As announced in the interim results published yesterday, the board of Foxtons Group plc has confirmed the launch of a £3m share buyback in line with the company’s policy of returning excess cash to shareholders. The proposed share buyback will be funded from accumulated cash resources.
The company has appointed its broker Numis Securities Limited to manage the share buyback programme to repurchase ordinary shares on its behalf, up to a maximum aggregate consideration of £3m and subject to certain other set parameters.
The buyback programme is in accordance with Foxtons’ general authority to purchase ordinary shares granted by its shareholders at the AGM held on 22 April 2021.

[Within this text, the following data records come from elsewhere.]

PR #2793, opened 2025-01-29
Add adapters for Guava's immutable ccollections.

eamonnmcmanus:
These adapters are added automatically, but only if Guava is on the classpath. They correctly deserialize immutable collections and maps, by creating a builder and adding the incoming elements to it, before finally building the immutable object.

The principal motivation for this change is that #2068, if applied, will trigger a large number of failures from Google's internal tests. Code is incorrectly deserializing `TypeToken<ImmutableList<String>>` and the like, and getting away with it because it doesn't happen to perform any actions that would notice that the deserialized object is actually an `ArrayList`.

### DIFF
--- a/gson/pom.xml
+++ b/gson/pom.xml
@@ -145,9 +145,10 @@
                 Bundle-Vendor: Google Gson Project
                 Bundle-ContactAddress: ${project.parent.url}
 
-                # Optional dependency for JDK's sun.misc.Unsafe
+                # Optional dependencies for JDK's sun.misc.Unsafe and Guava's collections.
+                # Both are only accessed through reflection and the code works without them.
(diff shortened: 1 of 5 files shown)


eamonnmcmanus:
I think the approach here is not really viable. With ProGuard/R8 and also with GraalVM, you can end up having only a subset of Guava methods be available. That makes a reflective solution like the one here seem very fragile. Instead, for Google's tests that fail with #2068, I am planning to update the affected code so it explicitly registers a `TypeAdapterFactory` that understands Guava's immutable collection types. We might consider including that in Gson, _without_ turning it on by default. But it would imply a new optional dependency on Guava, and I think that might be more trouble than it's worth.

Issue #2794, opened 2025-01-30
Only import errorprone.annotations with optional (if at all)


laeubi:
# Gson version
2.12.0

# Java / Android version
any java version

# Used tools

- [x] Maven; version: 
- [ ] Gradle; version: 
- [ ] ProGuard (attach the configuration file please); version: 
- [ ] ...

# Description
Currently the gson release requires in its manifest:

`com.google.errorprone.annotations;version="[2.36,3)"`

this requires to pull in the error prone annotations to the OSGi runtime.

## Expected behavior
The annotations should only be imported with optional

`com.google.errorprone.annotations;version="[2.36,3)";resolution:=optional`

because they are not interesting/required at runtime, see also

- https://github.com/google/error-prone/issues/4797

or not imported at all.

eamonnmcmanus:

The share buyback programme will also be effected within the parameters of the Market Abuse Regulation 596/2014/EU and the Commission Delegated Regulation 2016/1052/EU (as in force in the UK from time to time, including where relevant pursuant to the Market Abuse (Amendment)(EU Exit) Regulations 2019).

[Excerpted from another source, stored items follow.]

PR #2800, opened 2025-02-01
Fix TODO and add proper documentation for GraphAdapterBuilder

panic08:
I have described a detailed java doc for extras/GraphAdapterBuilder and thus TODO corrected

### DIFF
--- a/extras/src/main/java/com/google/gson/graph/GraphAdapterBuilder.java
+++ b/extras/src/main/java/com/google/gson/graph/GraphAdapterBuilder.java
@@ -38,8 +38,38 @@ import java.util.IdentityHashMap;
 import java.util.Map;
 import java.util.Queue;
 
-/** Writes a graph of objects as a list of named nodes. */
-// TODO: proper documentation
+/**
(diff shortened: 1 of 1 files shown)


extras/src/main/java/com/google/gson/graph/GraphAdapterBuilder.java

Share purchases will take place in open market transactions and may be made from time to time depending on market conditions, share price and trading volume. The maximum price paid per Ordinary Share will be no more than the higher of (i) 105% of the average middle market closing prices of the Ordinary Shares for the five business days preceding any Ordinary Shares being purchased and (ii) the higher of the price of the last independent trade and the highest independent bid for Ordinary Shares on the trading venue where the purchase is carried out. Under the buyback, the purchased shares will be held in treasury.
Due to the limited liquidity in the issued Ordinary Shares, a buyback of Ordinary Shares pursuant to the buyback programme on any given trading day may represent a significant proportion of the daily trading volume in the Ordinary Shares on the London Stock Exchange and may exceed 25% of the average daily trading volume and, accordingly, the Company may not benefit from the exemption contained in Article 5(1) of Regulation (EU) No. 596/2014.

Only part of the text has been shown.